| GOAL OF THE EXERCISE |
In the entries below, find the line with "1. Don't apply" and the line with "Tested this out and". Return those two lines and all lines between them, exactly.
── DATA SHOWN ──
PR #1857, opened 2021-04-20
Update user references in README to use email

pvaneck:
Some updates to the README to account for the change of the default user login from `user` to `user@example.com`.

/cc @yanniszark


yanniszark:
Thanks @pvaneck!
/lgtm
/approve

PR #1905, opened 2021-06-15
Add linguist configuration

davidspek:
By default, GitHub does not detect YAML files in a repository. As a result, this repository shows as being mostly Python, Go and Shell scripts. However, this is not an accurate representation of the repository for users (see below).

image

This PR adds a `.gitattributes` file that enables the detection of YAML and JSON by GitHub and takes these into account in the Languages section. Below is an example of what this would look like (from a different repository).

image

### DIFF
--- a/.gitattributes
+++ b/.gitattributes
@@ -1,0 +1,2 @@
+*.yaml linguist-detectable=true
+*.json linguist-detectable=true


yanniszark:
Thanks @DavidSpek, this lgtm.
/lgtm
/approve

PR #1917, opened 2021-06-24
Knative 0.17

yanniszark:
Refs https://github.com/kubeflow/manifests/issues/1754

Follow-up from https://github.com/kubeflow/manifests/pull/1768:
- Document commands for all changes, with `yq`, so we can deterministically and programmatically arrive at Knative manifests.
- Stop using 2 kustomizations per serving/eventing. Keep 1 kustomization for installing knative-serving and 1 for knative-eventing.
- Include the post-install jobs for people upgrading.
- Add a copyright notice since we remove comments, because `yq` does not handle them correctly.

cc @kubeflow/wg-manifests-leads @pvaneck


pvaneck (commented):
Thanks for the refactoring! I tested this out locally, testing out some inferenceservices, and everything worked as expected.

/lgtm

Issue #1933, opened 2021-07-06
KF 1.3.1 changes on v1.3-branch broke Distribution Openshift 1.3.0 release


nakfour:
Our example [kfdef](https://github.com/kubeflow/manifests/blob/master/distributions/kfdef/kfctl_openshift_v1.3.0.yaml) for KF 1.3.0 release pointed to v1.3-branch. When new changes were added to v1.3-branch for the KF 1.3.1 release this broke our distribution installation. We did open a PR to switch the uri pointing to the tag v1.3.0 instead of a branch. However, I would like to discuss if this is best practice to change a stable branch, example v1.3-branch after a release. I think it will be good to describe best practices for a Kubeflow release.
@kimwnasptd @yanniszark

PR #1934, opened 2021-07-06
Openshift distribution: Fixing the uri to point to a tag 1.3.0 and not a branch 1.3.0

nakfour:
#1933
Changing uri to point to a tag and not a branch. Also fixing the istio folder to the right name in the 1.3.0 tag

**Checklist:**
- [ ] Unit tests pass:
    2. `make test`

### DIFF
--- a/distributions/kfdef/kfctl_openshift_v1.3.0.yaml
+++ b/distributions/kfdef/kfctl_openshift_v1.3.0.yaml
@@ -13,7 +13,7 @@ spec:
   - kustomizeConfig:
       repoRef:
         name: manifests
-        path: distributions/stacks/openshift/application/istio-1-9-Openshift
+        path: distributions/stacks/openshift/application/istio-1-9-0-Openshift
     name: istio-stack
   - kustomizeConfig:
       repoRef:
@@ -80,5 +80,5 @@ spec:
     name: kubeflow-apps
   repos:
   - name: manifests
-    uri: https://github.com/kubeflow/manifests/archive/v1.3-branch.tar.gz
-  version: v1.3-branch
+    uri: https://github.com/kubeflow/manifests/archive/v1.3.0.tar.gz
+  version: v1.3-tag
--- a/distributions/kfdef/kfctl_openshift_v1.3.0.yaml
+++ b/distributions/kfdef/kfctl_openshift_v1.3.0.yaml
@@ -81,4 +81,4 @@ spec:
   repos:
   - name: manifests
     uri: https://github.com/kubeflow/manifests/archive/v1.3.0.tar.gz
-  version: v1.3-tag
+  version: v1.3.0-tag


distributions/kfdef/kfctl_openshift_v1.3.0.yaml
```diff
@@ -80,5 +80,5 @@ spec:
     name: kubeflow-apps
   repos:
   - name: manifests
-    uri: https://github.com/kubeflow/manifests/archive/v1.3-branch.tar.gz
-  version: v1.3-branch
+    uri: https://github.com/kubeflow/manifests/archive/v1.3.0.tar.gz
+  version: v1.3-tag
```
vpavlin, line 84: Should this be `v1.3.0`?

distributions/kfdef/kfctl_openshift_v1.3.0.yaml
```diff
@@ -13,7 +13,7 @@ spec:
   - kustomizeConfig:
       repoRef:
         name: manifests
-        path: distributions/stacks/openshift/application/istio-1-9-Openshift
+        path: distributions/stacks/openshift/application/istio-1-9-0-Openshift
```
vpavlin, line 16: Should we rename the dir referenced here from `istio-1-9-0-Openshift` to `istio-1-9-5-Openshift` since that is what is actually being deployed?

nakfour: @vpavlin thats for KF 1.3.1, this is specific for release 1.3.0 which is 1-9-Openshift

distributions/kfdef/kfctl_openshift_v1.3.0.yaml
nakfour: This is not really used anywhere, but fixed it

distributions/kfdef/kfctl_openshift_v1.3.0.yaml
```diff
@@ -80,5 +80,5 @@ spec:
     name: kubeflow-apps
   repos:
   - name: manifests
-    uri: https://github.com/kubeflow/manifests/archive/v1.3-branch.tar.gz
-  version: v1.3-branch
+    uri: https://github.com/kubeflow/manifests/archive/v1.3.0.tar.gz
+  version: v1.3.0-tag
```
crobby, line 84: Is "-tag" (or -branch as it was before) the common way to reference things?  Not terribly important, I guess, but it's probably good to go along with whatever the standard is across the project.

crobby (approved):

distributions/kfdef/kfctl_openshift_v1.3.0.yaml
nakfour: @crobby  so it was branch before because we were pulling from a branch and this broke our distribution because branch is not stable. We moved it to tag, and I placed tag in the version to indicate that. This```version``` is not used anywhere and I don't think we have standard for the format.

PR #1965, opened 2021-08-13
Update Knative to 0.22.1

### LINKED ISSUE #1957: Update Knative for 1.4
Right now the manifests are providing the `0.17` version of Knative [[source]](https://github.com/kubeflow/manifests/tree/master/common/knative).

@kubeflow/wg-serving-leads @pvaneck which version of Knative would you like to have for the 1.4 Kubeflow release? IIRC we are planning to include the [`0.6`](https://github.com/kubeflow/kfserving/tree/v0.6.0) version of KFServing, which has as a minimum requirement `0.17`. Should we stick with this version for 1.4?

kimwnasptd:
Resolves #1957 

Update the Knative to 0.22.1

I also made some changes to the `common/knative/knative-serving/kustomization.yaml` to:
1. Don't apply a namespace to all resources, since there are objects that should be applied in other namespaces like the `knative-local-gateway` service
2. Don't apply extra commonLabels to all the components

I've tried to create an InferenceService and it became Ready

/cc @pvaneck 
/cc @yuzisun


pvaneck (commented):
Tested this out and was able to deploy an inferenceservice and perform a curl request with the `X-Auth-Token` header (because of dex). :)

Initially, I was running with Kustomize v4. However, this fails with kustomize complaining about `Error: json: unsupported type: map[interface {}]interface {}` which is caused by the integer keys of the `PeerAuthentication` resources in `net-istio.yaml` (See: https://github.com/kubernetes-sigs/kustomize/issues/3446) . The workaround apparently is to put the integer key in quotes (`8443` -> `"8442"`).

Can this workaround also be applied and documented here so that those using later versions of kustomize won't hit issues when applying these manifests?

kimwnasptd:
@pvaneck sure! I changed the keys from `8443` to `8442` and the manifests can be generated with kustomize v4.2. I also updated the README.

PTAL

pvaneck (commented):
/lgtm

PR #1988, opened 2021-08-23
Update manifests for AutoML WG 0.12-rc.0

kimwnasptd:
closes #1970 

I copied the manifests from https://github.com/kubeflow/katib/tree/v0.12.0-rc.0/manifests/v1beta1

/cc @andreyvelich @johnugeorge @gaocegege

Issue #1961, opened 2021-08-10
Notebooks WG and Kubeflow 1.4 release


kimwnasptd:
@kubeflow/wg-notebooks-leads let's use this tracking issue to coordinate the integration of Notebooks with the Kubeflow 1.4 release.

First off a heads up that the feature freeze phase will start this Monday (16th August). Before then I'd like to have updated this repo with the manifests of the kubeflow/kubeflow repo, in order to be able to cut the first RC tag in this repo.

Since the Notebooks WG is following the same versioning with the Kubeflow release I expect that there will also be a `v1.4-branch` branch and corresponding RC tags.

So what I'd like to ask as a first step before the feature freeze is:
1. Are there any open issues/work in progress that you will be working on for your version as the KF release process will be progressing?
2. What will the K8s supported versions be for kubeflow/kfserving?

kimwnasptd:
Small heads, we are now in the Feature Freeze phase and updating the docs in kubeflow.org
https://github.com/kubeflow/manifests/tree/master/docs/releases/release-1.4#timeline

If you have any issues you'd like to work on for updating the docs, for the KF 1.4 release, please add a comment in kubeflow/website#2879 so we can track them.

kimwnasptd:
closing this, since KF 1.4 has been released

/close

Issue #1960, opened 2021-08-10
Serving WG and Kubeflow 1.4 release


kimwnasptd:
@kubeflow/wg-serving-leads @pvaneck  let's use this tracking issue to coordinate the integration of KFServing with the Kubeflow 1.4 release.

First off a heads up that the feature freeze phase will start this Monday (16th August). Before then I'd like to have updated this repo with the manifests of the kubeflow/kfserving repo, in order to be able to cut the first RC tag in this repo.

So what I'd like to ask as a first step before the feature freeze is:
1. What version of KFServing would you like to include for the 1.4 release?
2. Could you provide me with a branch/tag for this version? It doesn't have to be final. The branch/tag provided can keep on getting fixes through out the release process, but not new features
3. Are there any open issues/work in progress that you will be working on for your version as the KF release process will be progressing?
3. What will the K8s supported versions be for kubeflow/kfserving?

Also note, that we are already tracking the update of Knative to v0.22 in https://github.com/kubeflow/manifests/issues/1957

kimwnasptd:
@yuzisun @pvaneck I'll go on and use the `0.6` version from the https://github.com/kubeflow/kfserving/tree/v0.6.0 tag.

pvaneck:
Hey @kimwnasptd , yea let's go with the 0.6 release.  I just created a PR to pin the image tags in the release-0.5 branch: https://github.com/kubeflow/kfserving/pull/1763 . So once that merges, the PR of that commit can be used to sync with manifests.

kimwnasptd:
Thank you very much @pvaneck! That should be more than enough for now to sync manifests and create the first RC here.

kimwnasptd:
Small heads, we are now in the Feature Freeze phase and updating the docs in kubeflow.org
https://github.com/kubeflow/manifests/tree/master/docs/releases/release-1.4#timeline

If you have any issues you'd like to work on for updating the docs, for the KF 1.4 release, please add a comment in kubeflow/website#2879 so we can track them.

kimwnasptd:
closing this, since KF 1.4 has been released

/close

Issue #1959, opened 2021-08-10
Pipelines WG and Kubeflow 1.4 release


kimwnasptd:
@kubeflow/wg-pipeline-leads let's use this tracking issue to coordinate the integration of Pipelines with the Kubeflow 1.4 release.

First off a heads up that the feature freeze phase will start this Monday (16th August). Before then I'd like to have updated this repo with the manifests of the kubeflow/pipelines repo, in order to be able to cut the first RC tag in this repo.

So what I'd like to ask as a first step before the feature freeze is:
1. What version of Pipelines would you like to include for the 1.4 release?
2. Could you provide me with a branch/tag for this version? It doesn't have to be final. The branch/tag provided can keep on getting fixes through out the release process, but not new features
3. Are there any open issues/work in progress that you will be working on for your version as the KF release process will be progressing?
3. What will the K8s supported versions be for kubeflow/pipelines?

kimwnasptd:
@Bobgy @zijianjoy should I use the https://github.com/kubeflow/pipelines/tree/v1.7.0-alpha.3 tag as a starting point for the RC of the manifests?

kimwnasptd:
@Bobgy @zijianjoy kind ping for this

Bobgy:
1. We want to use 1.7.0
2. We can start with 1.7.0-rc.3, final release ETA next week. We will cut a release branch if patch versions are required.
3. We will finish the release.
4. I am interested in how many distributions can run docker container runtime. For the other distributions, we would recommend emissary executor now. https://www.kubeflow.org/docs/components/pipelines/installation/choose-executor/. I think both will support 1.18~ 1.21. 1.22 support is pending https://github.com/kubeflow/pipelines/issues/6014.

kimwnasptd:
Small heads, we are now in the Feature Freeze phase and updating the docs in kubeflow.org
https://github.com/kubeflow/manifests/tree/master/docs/releases/release-1.4#timeline

If you have any issues you'd like to work on for updating the docs, for the KF 1.4 release, please add a comment in kubeflow/website#2879 so we can track them.

Bobgy:
We just released 1.7.0.
It fixes a blocker issue: https://github.com/kubeflow/manifests/issues/1985.

kimwnasptd:
closing this, since KF 1.4 has been released

/close

PR #1989, opened 2021-08-23
Update the versions of components in README

kimwnasptd:
Makes sure the versions in the README are up to date. In the future we should enforce that whenever a PR updates the version of a component it will also need to update the README. Thanks to @andreyvelich for also bringing it up https://github.com/kubeflow/manifests/pull/1988#pullrequestreview-736331707.

cc @pvaneck @Bobgy @kubeflow/wg-notebooks-leads [since this PR touches these components]
/cc @elikatsis


annajung:
Versions match what was provided in 1.4 release tracking for [kfserving](https://github.com/kubeflow/manifests/issues/1960), [kfp](https://github.com/kubeflow/manifests/issues/1959), and [notebook](https://github.com/kubeflow/manifests/issues/1961)

/lgtm

PR #3536, opened 2026-07-07
Update kubeflow/pipelines manifests from 9a1a11a

juliusvonkohout:
Test PR


christian-heusel:
@juliusvonkohout what are we testing here? 👀

PR #3539, opened 2026-07-09
proper build version

juliusvonkohout:
@Raakshass @danish9039 for lgtm


christian-heusel:
@juliusvonkohout why are those changes done with regards to the Pipeline overlay and not dashboard? 🤔

juliusvonkohout:
Because the application crd is owned by upstream pipelines. I do not like it myself. It should be moved into the dashboard repository. Or better removed and just get the build string from an environment variable.

PR #3581, opened 2026-08-12
fix(pipeline): allow kube-apiserver to reach the PipelineVersion admission webhook

### LINKED ISSUE #3580: ml-pipeline NetworkPolicy blocks kube-apiserver calls to the PipelineVersion admission webhook (8443)
## Title
`ml-pipeline` NetworkPolicy blocks kube-apiserver calls to the PipelineVersion admission webhook (8443)

## Kubeflow Manifests version
commit `b88f4eec472070d7d58c58468a37791cad76e9bf` (master, 2026-08-04) — "Update OAuth2-Proxy to v7.15.3, Cert Manager to v1.21.1 and Trainer to v2.3.0-rc.3 (#3572)"

## Environment
- `kind` v0.32.0, node image Kubernetes v1.36.1, kustomize v5.8.1
- KFP api-server image: `ghcr.io/kubeflow/kfp-api-server:2.17.0`
- Overlay: `applications/pipeline/upstream/env/dev-kind` (built on `env/cert-manager/platform-agnostic-k8s-native`), K8s-native pipelines mode (`Pipeline`/`PipelineVersion` CRDs, `pipelines.kubeflow.org/v2beta1`)
- cert-manager for webhook TLS

## What happened
`kubectl apply` of a `Pipeline` + `PipelineVersion` pair: the `Pipeline` object is created immediately (no admission webhook targets it), but `PipelineVersion` creation fails:

```
Error from server (InternalError): error when creating "workshop-pipeline-v1.yaml": Internal error occurred:
failed calling webhook "pipelineversions.pipelines.kubeflow.org": failed to call webhook:
Post "https://ml-pipeline.kubeflow.svc:8443/webhooks/mutate-pipelineversion?timeout=30s":
net/http: request canceled while waiting for connection (Client.Timeout exceeded while awaiting headers)
```

Same symptom shows up internally at `ml-pipeline` startup when it tries to self-register the bundled sample pipelines (`config.go:247`), which also create `PipelineVersion` objects and hit the same webhook.

## Root cause
`common/kubeflow-namespace/base/kubeflow/ml-pipeline.yaml` defines a single `NetworkPolicy` named `ml-pipeline` that gates **all** ingress to the `ml-pipeline` pod (all 3 ports: 8888/8887/8443), restricted to:

```yaml
spec:
  podSelector:
    matchExpressions:
      - key: app
        operator: In
        values: [ml-pipeline]  # comment says "just the apiserver" — refers to the pod's own role
  ingress:
    - from:
        - namespaceSelector: {app.kubernetes.io/part-of In [kubeflow-profile]}
        - namespaceSelector: {kubernetes.io/metadata.name In [istio-system]}
```

This predates the K8s-native pipelines feature, where `ml-pipeline` itself now serves the `pipelineversions.pipelines.kubeflow.org` mutating/validating admission webhooks on port 8443. Admission webhook calls are made directly by `kube-apiserver`, which is not a pod and therefore does not match any `podSelector`/`namespaceSelector`-based ingress rule. Once any `NetworkPolicy` with `policyTypes: [Ingress]` selects a pod, unmatched traffic is dropped by default — silently, which is why the symptom is a **timeout**, not a connection refusal.

`default-allow-same-namespace` (also in `kubeflow` namespace) does not help either, since it only allows traffic `from: [{podSelector: {}}]` — i.e. from other pods, which again excludes the apiserver.

### This is inconsistent with every other webhook-serving component in the same manifests tree
All other components that serve their own admission webhooks correctly scope their `NetworkPolicy` to **port-only** rules (no `from`, i.e. explicitly open to any source, since the webhook's own TLS/CA is the actual trust boundary):

- `kubeflow` ns `katib-controller` → `{ingress: [{ports: [{port: 8443}]}], podSelector: ...}`
- `kubeflow` ns `spark-operator-webhook` → `{ingress: [{ports: [{port: 9443}]}], podSelector: ...}`
- `kubeflow-system` ns `jobset-webhook` → `{ingress: [{ports: [{port: 9443}]}], podSelector: ...}`
- `kubeflow-system` ns `trainer-webhook` → `{ingress: [{ports: [{port: 9443}]}], podSelector: ...}`

`ml-pipeline` is the only one that folds its webhook port into the general-purpose API NetworkPolicy instead of getting the same port-only treatment.

Also notable: `applications/pipeline/upstream/env/dev-kind/kustomization.yaml` already patches the `seaweedfs` NetworkPolicy in this same overlay to add an `ipBlock: 0.0.0.0/0` rule scoped to its port — so the "open this one port broadly, on this overlay" pattern is already precedented right next to the file that needs the same treatment for `ml-pipeline`.

## Verification
Reproduced and bisected directly against the live cluster:
- Same-node / same-namespace pod → `ml-pipeline:8443`: succeeds.
- `kube-apiserver`'s own network path (control-plane node's host network) → `ml-pipeline` pod IP:8443: hangs until timeout.
- Same request → a pod in `kube-system` (no `NetworkPolicy` applied) on the same worker node: succeeds instantly.
- After patching the `ml-pipeline` `NetworkPolicy` to add a port-only ingress rule for 8443 (matching the pattern used by `katib-controller`/`spark-operator-webhook`/`jobset-webhook`/`trainer-webhook`), the same request succeeds instantly and `kubectl apply` of the `PipelineVersion` succeeds.

## Suggested fix
Add a port-only ingress rule to `common/kubeflow-namespace/base/kubeflow/ml-pipeline.yaml`, consistent with the other webhook `NetworkPolicy`s:

```yaml
spec:
  ingress:
    - from:
        - namespaceSelector: {app.kubernetes.io/part-of In [kubeflow-profile]}
        - namespaceSelector: {kubernetes.io/metadata.name In [istio-system]}
    - ports:
        - protocol: TCP
          port: 8443
```

Happy to open a PR with this change if useful.

## Repro steps
1. `kind` cluster (3 nodes), cert-manager installed, `NetworkPolicy` enforcement active (e.g. via `kindnetd` netpol support or any CNI enforcing them).
2. Apply `applications/pipeline/upstream/env/cert-manager/cluster-scoped-resources`, then `applications/pipeline/upstream/env/dev-kind`.
3. `kubectl apply -f` any `Pipeline` + `PipelineVersion` manifest.
4. Observe the `PipelineVersion` create call time out with the error above, while the `Pipeline` object is created successfully.

tyetladd:
Fixes #3580

## Problem
The `ml-pipeline` NetworkPolicy only allows ingress from `kubeflow-profile` namespaces and `istio-system`. This predates the K8s-native pipelines feature, where `ml-pipeline` itself serves the `pipelineversions.pipelines.kubeflow.org` mutating/validating admission webhooks on port 8443. Admission webhook calls come directly from `kube-apiserver`, which is not a pod and cannot be matched via `podSelector`/`namespaceSelector`, so those calls are silently dropped and time out — every `PipelineVersion` create/update fails while the parent `Pipeline` object (no webhook) succeeds:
───
| REPLY TO THE TASK |
1. Don't apply a namespace to all resources, since there are objects that should be applied in other namespaces like the `knative-local-gateway` service
2. Don't apply extra commonLabels to all the components

I've tried to create an InferenceService and it became Ready

/cc @pvaneck 
/cc @yuzisun


pvaneck (commented):
Tested this out and was able to deploy an inferenceservice and perform a curl request with the `X-Auth-Token` header (because of dex). :)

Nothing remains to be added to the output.